** Opening Given information block **

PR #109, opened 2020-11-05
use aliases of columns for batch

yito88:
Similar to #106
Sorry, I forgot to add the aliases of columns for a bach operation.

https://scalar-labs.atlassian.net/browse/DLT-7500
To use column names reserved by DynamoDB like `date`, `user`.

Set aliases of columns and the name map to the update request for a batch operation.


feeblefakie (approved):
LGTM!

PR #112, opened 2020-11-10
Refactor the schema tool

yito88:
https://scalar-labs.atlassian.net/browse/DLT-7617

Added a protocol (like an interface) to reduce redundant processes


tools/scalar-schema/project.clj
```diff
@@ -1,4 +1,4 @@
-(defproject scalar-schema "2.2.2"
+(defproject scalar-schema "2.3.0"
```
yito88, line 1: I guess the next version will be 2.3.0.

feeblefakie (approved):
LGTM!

** Closing Given information block **
** Opening Given information block **

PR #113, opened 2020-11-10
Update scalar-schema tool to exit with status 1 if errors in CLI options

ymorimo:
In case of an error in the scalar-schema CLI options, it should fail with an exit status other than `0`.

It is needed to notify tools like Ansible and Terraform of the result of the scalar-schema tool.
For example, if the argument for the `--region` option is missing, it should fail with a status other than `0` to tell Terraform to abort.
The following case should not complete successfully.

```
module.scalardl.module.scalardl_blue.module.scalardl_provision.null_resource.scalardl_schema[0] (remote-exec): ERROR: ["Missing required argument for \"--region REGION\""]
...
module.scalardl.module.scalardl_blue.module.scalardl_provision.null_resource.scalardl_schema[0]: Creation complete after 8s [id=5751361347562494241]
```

** Closing Given information block **
** Opening Given information block **

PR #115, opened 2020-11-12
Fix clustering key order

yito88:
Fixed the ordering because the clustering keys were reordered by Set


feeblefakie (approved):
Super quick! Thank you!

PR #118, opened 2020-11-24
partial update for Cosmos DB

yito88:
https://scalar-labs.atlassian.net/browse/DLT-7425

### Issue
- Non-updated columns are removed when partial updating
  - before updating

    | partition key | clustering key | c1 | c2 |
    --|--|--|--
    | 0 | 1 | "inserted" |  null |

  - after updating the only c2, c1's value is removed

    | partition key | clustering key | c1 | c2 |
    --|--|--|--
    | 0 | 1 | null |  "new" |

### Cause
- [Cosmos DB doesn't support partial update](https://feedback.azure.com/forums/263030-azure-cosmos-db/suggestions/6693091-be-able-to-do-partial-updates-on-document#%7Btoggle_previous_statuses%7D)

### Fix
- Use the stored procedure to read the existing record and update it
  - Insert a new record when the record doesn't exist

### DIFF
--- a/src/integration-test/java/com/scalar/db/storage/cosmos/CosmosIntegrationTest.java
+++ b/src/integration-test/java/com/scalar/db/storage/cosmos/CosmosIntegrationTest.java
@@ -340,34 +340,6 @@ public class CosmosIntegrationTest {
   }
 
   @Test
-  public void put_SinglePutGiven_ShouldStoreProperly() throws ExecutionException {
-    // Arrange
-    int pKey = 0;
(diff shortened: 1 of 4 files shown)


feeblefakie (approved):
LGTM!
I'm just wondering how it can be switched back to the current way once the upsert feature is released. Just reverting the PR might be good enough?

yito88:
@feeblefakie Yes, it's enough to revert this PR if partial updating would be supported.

** Closing Given information block **

About this exercise
From the data above, output only the lines between the line containing "PR #109, opened 2020-11-05" and the line containing "https://scalar-labs.atlassian.net/browse/DLT-7617", inclusive, exactly as written.

Task response
PR #109, opened 2020-11-05
use aliases of columns for batch

yito88:
Similar to #106
Sorry, I forgot to add the aliases of columns for a bach operation.

https://scalar-labs.atlassian.net/browse/DLT-7500
To use column names reserved by DynamoDB like `date`, `user`.

Set aliases of columns and the name map to the update request for a batch operation.


feeblefakie (approved):
LGTM!

PR #112, opened 2020-11-10
Refactor the schema tool

yito88:
https://scalar-labs.atlassian.net/browse/DLT-7617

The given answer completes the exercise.